-- Record excerpts follows --

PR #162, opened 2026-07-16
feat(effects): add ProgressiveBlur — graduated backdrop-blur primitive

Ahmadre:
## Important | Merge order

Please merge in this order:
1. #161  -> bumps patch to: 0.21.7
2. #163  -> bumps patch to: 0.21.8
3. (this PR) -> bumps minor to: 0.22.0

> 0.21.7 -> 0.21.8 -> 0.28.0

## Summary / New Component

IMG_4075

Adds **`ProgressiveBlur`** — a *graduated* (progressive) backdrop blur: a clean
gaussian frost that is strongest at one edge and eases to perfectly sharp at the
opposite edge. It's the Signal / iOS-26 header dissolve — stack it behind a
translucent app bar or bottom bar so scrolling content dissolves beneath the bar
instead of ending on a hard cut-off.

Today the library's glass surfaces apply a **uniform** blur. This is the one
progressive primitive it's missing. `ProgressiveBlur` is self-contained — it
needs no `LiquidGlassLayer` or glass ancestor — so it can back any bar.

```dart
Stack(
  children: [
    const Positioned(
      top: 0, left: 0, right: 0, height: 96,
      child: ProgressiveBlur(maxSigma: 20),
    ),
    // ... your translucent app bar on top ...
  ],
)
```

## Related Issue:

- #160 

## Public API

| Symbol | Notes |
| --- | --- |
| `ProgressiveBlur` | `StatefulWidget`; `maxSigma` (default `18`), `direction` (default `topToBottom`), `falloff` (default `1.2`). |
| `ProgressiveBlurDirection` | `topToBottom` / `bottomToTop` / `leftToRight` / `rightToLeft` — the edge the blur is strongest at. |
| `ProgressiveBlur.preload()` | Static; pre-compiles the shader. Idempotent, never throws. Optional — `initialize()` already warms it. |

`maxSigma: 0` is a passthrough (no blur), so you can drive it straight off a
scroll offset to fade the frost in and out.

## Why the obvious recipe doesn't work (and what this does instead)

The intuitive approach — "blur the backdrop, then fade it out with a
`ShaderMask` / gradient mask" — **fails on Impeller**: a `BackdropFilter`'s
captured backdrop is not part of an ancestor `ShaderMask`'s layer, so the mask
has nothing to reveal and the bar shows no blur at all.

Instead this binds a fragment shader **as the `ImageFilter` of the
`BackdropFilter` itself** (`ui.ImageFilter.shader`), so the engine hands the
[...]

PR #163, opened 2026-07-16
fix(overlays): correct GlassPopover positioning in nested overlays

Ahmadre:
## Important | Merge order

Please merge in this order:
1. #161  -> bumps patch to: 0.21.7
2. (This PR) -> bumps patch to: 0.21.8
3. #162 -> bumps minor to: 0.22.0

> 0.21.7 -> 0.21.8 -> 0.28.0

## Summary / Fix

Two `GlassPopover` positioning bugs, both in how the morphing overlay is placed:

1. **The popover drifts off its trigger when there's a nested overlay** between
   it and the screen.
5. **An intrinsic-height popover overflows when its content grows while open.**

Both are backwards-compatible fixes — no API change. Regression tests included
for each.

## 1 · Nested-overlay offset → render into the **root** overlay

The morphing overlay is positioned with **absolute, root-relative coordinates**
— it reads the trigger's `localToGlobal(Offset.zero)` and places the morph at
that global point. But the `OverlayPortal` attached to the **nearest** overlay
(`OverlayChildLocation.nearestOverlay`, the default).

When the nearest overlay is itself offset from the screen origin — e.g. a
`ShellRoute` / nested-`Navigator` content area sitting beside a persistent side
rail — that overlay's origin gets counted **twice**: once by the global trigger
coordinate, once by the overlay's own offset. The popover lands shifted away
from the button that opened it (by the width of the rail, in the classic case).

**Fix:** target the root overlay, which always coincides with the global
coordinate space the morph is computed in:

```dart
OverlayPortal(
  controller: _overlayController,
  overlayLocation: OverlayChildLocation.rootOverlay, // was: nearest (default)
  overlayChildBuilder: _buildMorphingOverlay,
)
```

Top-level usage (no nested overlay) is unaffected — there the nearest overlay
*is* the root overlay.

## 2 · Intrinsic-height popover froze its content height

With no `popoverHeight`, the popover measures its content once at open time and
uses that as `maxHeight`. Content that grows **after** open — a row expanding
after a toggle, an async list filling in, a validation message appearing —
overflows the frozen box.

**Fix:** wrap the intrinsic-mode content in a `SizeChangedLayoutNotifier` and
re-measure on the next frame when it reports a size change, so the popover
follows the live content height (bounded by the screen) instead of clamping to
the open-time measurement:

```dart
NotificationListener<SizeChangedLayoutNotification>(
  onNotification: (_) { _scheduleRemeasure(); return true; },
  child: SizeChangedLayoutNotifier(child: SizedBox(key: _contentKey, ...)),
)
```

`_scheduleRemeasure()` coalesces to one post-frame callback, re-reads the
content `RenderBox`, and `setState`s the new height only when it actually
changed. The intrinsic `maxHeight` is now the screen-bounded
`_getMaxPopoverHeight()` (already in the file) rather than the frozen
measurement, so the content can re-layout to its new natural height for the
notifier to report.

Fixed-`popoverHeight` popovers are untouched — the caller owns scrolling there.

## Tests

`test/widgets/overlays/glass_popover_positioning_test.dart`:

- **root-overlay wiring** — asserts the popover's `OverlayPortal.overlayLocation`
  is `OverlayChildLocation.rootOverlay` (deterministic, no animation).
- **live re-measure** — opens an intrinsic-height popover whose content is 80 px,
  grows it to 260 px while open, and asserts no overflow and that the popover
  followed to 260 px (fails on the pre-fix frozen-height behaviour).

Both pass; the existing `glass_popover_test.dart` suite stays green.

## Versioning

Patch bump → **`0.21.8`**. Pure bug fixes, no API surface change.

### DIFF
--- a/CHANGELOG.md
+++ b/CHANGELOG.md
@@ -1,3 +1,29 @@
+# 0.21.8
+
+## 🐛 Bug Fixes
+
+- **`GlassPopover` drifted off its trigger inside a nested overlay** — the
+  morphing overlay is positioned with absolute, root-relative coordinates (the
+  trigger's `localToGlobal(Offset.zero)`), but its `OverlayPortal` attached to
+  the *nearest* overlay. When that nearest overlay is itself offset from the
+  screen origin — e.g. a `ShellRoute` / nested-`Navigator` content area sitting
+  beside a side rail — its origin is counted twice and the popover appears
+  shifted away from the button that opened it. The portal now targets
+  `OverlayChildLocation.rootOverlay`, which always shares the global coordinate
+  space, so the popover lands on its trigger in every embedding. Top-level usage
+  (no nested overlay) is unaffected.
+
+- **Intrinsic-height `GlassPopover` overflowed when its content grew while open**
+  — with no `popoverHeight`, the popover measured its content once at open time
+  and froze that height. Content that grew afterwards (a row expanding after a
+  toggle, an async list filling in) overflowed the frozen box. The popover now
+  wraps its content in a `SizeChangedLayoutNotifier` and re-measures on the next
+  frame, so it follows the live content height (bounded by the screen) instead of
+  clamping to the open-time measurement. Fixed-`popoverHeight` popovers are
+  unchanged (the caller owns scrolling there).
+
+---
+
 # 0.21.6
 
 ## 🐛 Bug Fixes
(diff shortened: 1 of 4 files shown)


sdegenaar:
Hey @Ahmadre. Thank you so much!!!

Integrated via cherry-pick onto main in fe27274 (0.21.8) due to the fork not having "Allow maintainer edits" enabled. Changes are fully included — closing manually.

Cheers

-- Record excerpts concluded --

About this task
Everything in the material above needs to be transcribed exactly.

The completed task
PR #162, opened 2026-07-16
feat(effects): add ProgressiveBlur — graduated backdrop-blur primitive

Ahmadre:
## Important | Merge order

Please merge in this order:
1. #161  -> bumps patch to: 0.21.7
2. #163  -> bumps patch to: 0.21.8
3. (this PR) -> bumps minor to: 0.22.0

> 0.21.7 -> 0.21.8 -> 0.28.0

## Summary / New Component

IMG_4075

Adds **`ProgressiveBlur`** — a *graduated* (progressive) backdrop blur: a clean
gaussian frost that is strongest at one edge and eases to perfectly sharp at the
opposite edge. It's the Signal / iOS-26 header dissolve — stack it behind a
translucent app bar or bottom bar so scrolling content dissolves beneath the bar
instead of ending on a hard cut-off.

Today the library's glass surfaces apply a **uniform** blur. This is the one
progressive primitive it's missing. `ProgressiveBlur` is self-contained — it
needs no `LiquidGlassLayer` or glass ancestor — so it can back any bar.

```dart
Stack(
  children: [
    const Positioned(
      top: 0, left: 0, right: 0, height: 96,
      child: ProgressiveBlur(maxSigma: 20),
    ),
    // ... your translucent app bar on top ...
  ],
)
```

## Related Issue:

- #160 

## Public API

| Symbol | Notes |
| --- | --- |
| `ProgressiveBlur` | `StatefulWidget`; `maxSigma` (default `18`), `direction` (default `topToBottom`), `falloff` (default `1.2`). |
| `ProgressiveBlurDirection` | `topToBottom` / `bottomToTop` / `leftToRight` / `rightToLeft` — the edge the blur is strongest at. |
| `ProgressiveBlur.preload()` | Static; pre-compiles the shader. Idempotent, never throws. Optional — `initialize()` already warms it. |

`maxSigma: 0` is a passthrough (no blur), so you can drive it straight off a
scroll offset to fade the frost in and out.

## Why the obvious recipe doesn't work (and what this does instead)

The intuitive approach — "blur the backdrop, then fade it out with a
`ShaderMask` / gradient mask" — **fails on Impeller**: a `BackdropFilter`'s
captured backdrop is not part of an ancestor `ShaderMask`'s layer, so the mask
has nothing to reveal and the bar shows no blur at all.

Instead this binds a fragment shader **as the `ImageFilter` of the
`BackdropFilter` itself** (`ui.ImageFilter.shader`), so the engine hands the
[...]

PR #163, opened 2026-07-16
fix(overlays): correct GlassPopover positioning in nested overlays

Ahmadre:
## Important | Merge order

Please merge in this order:
1. #161  -> bumps patch to: 0.21.7
2. (This PR) -> bumps patch to: 0.21.8
3. #162 -> bumps minor to: 0.22.0

> 0.21.7 -> 0.21.8 -> 0.28.0

## Summary / Fix

Two `GlassPopover` positioning bugs, both in how the morphing overlay is placed:

1. **The popover drifts off its trigger when there's a nested overlay** between
   it and the screen.
5. **An intrinsic-height popover overflows when its content grows while open.**

Both are backwards-compatible fixes — no API change. Regression tests included
for each.

## 1 · Nested-overlay offset → render into the **root** overlay

The morphing overlay is positioned with **absolute, root-relative coordinates**
— it reads the trigger's `localToGlobal(Offset.zero)` and places the morph at
that global point. But the `OverlayPortal` attached to the **nearest** overlay
(`OverlayChildLocation.nearestOverlay`, the default).

When the nearest overlay is itself offset from the screen origin — e.g. a
`ShellRoute` / nested-`Navigator` content area sitting beside a persistent side
rail — that overlay's origin gets counted **twice**: once by the global trigger
coordinate, once by the overlay's own offset. The popover lands shifted away
from the button that opened it (by the width of the rail, in the classic case).

**Fix:** target the root overlay, which always coincides with the global
coordinate space the morph is computed in:

```dart
OverlayPortal(
  controller: _overlayController,
  overlayLocation: OverlayChildLocation.rootOverlay, // was: nearest (default)
  overlayChildBuilder: _buildMorphingOverlay,
)
```

Top-level usage (no nested overlay) is unaffected — there the nearest overlay
*is* the root overlay.

## 2 · Intrinsic-height popover froze its content height

With no `popoverHeight`, the popover measures its content once at open time and
uses that as `maxHeight`. Content that grows **after** open — a row expanding
after a toggle, an async list filling in, a validation message appearing —
overflows the frozen box.

**Fix:** wrap the intrinsic-mode content in a `SizeChangedLayoutNotifier` and
re-measure on the next frame when it reports a size change, so the popover
follows the live content height (bounded by the screen) instead of clamping to
the open-time measurement:

```dart
NotificationListener<SizeChangedLayoutNotification>(
  onNotification: (_) { _scheduleRemeasure(); return true; },
  child: SizeChangedLayoutNotifier(child: SizedBox(key: _contentKey, ...)),
)
```

`_scheduleRemeasure()` coalesces to one post-frame callback, re-reads the
content `RenderBox`, and `setState`s the new height only when it actually
changed. The intrinsic `maxHeight` is now the screen-bounded
`_getMaxPopoverHeight()` (already in the file) rather than the frozen
measurement, so the content can re-layout to its new natural height for the
notifier to report.

Fixed-`popoverHeight` popovers are untouched — the caller owns scrolling there.

## Tests

`test/widgets/overlays/glass_popover_positioning_test.dart`:

- **root-overlay wiring** — asserts the popover's `OverlayPortal.overlayLocation`
  is `OverlayChildLocation.rootOverlay` (deterministic, no animation).
- **live re-measure** — opens an intrinsic-height popover whose content is 80 px,
  grows it to 260 px while open, and asserts no overflow and that the popover
  followed to 260 px (fails on the pre-fix frozen-height behaviour).

Both pass; the existing `glass_popover_test.dart` suite stays green.

## Versioning

Patch bump → **`0.21.8`**. Pure bug fixes, no API surface change.

### DIFF
--- a/CHANGELOG.md
+++ b/CHANGELOG.md
@@ -1,3 +1,29 @@
+# 0.21.8
+
+## 🐛 Bug Fixes
+
+- **`GlassPopover` drifted off its trigger inside a nested overlay** — the
+  morphing overlay is positioned with absolute, root-relative coordinates (the
+  trigger's `localToGlobal(Offset.zero)`), but its `OverlayPortal` attached to
+  the *nearest* overlay. When that nearest overlay is itself offset from the
+  screen origin — e.g. a `ShellRoute` / nested-`Navigator` content area sitting
+  beside a side rail — its origin is counted twice and the popover appears
+  shifted away from the button that opened it. The portal now targets
+  `OverlayChildLocation.rootOverlay`, which always shares the global coordinate
+  space, so the popover lands on its trigger in every embedding. Top-level usage
+  (no nested overlay) is unaffected.
+
+- **Intrinsic-height `GlassPopover` overflowed when its content grew while open**
+  — with no `popoverHeight`, the popover measured its content once at open time
+  and froze that height. Content that grew afterwards (a row expanding after a
+  toggle, an async list filling in) overflowed the frozen box. The popover now
+  wraps its content in a `SizeChangedLayoutNotifier` and re-measures on the next
+  frame, so it follows the live content height (bounded by the screen) instead of
+  clamping to the open-time measurement. Fixed-`popoverHeight` popovers are
+  unchanged (the caller owns scrolling there).
+
+---
+
 # 0.21.6
 
 ## 🐛 Bug Fixes
(diff shortened: 1 of 4 files shown)


sdegenaar:
Hey @Ahmadre. Thank you so much!!!

Integrated via cherry-pick onto main in fe27274 (0.21.8) due to the fork not having "Allow maintainer edits" enabled. Changes are fully included — closing manually.

Cheers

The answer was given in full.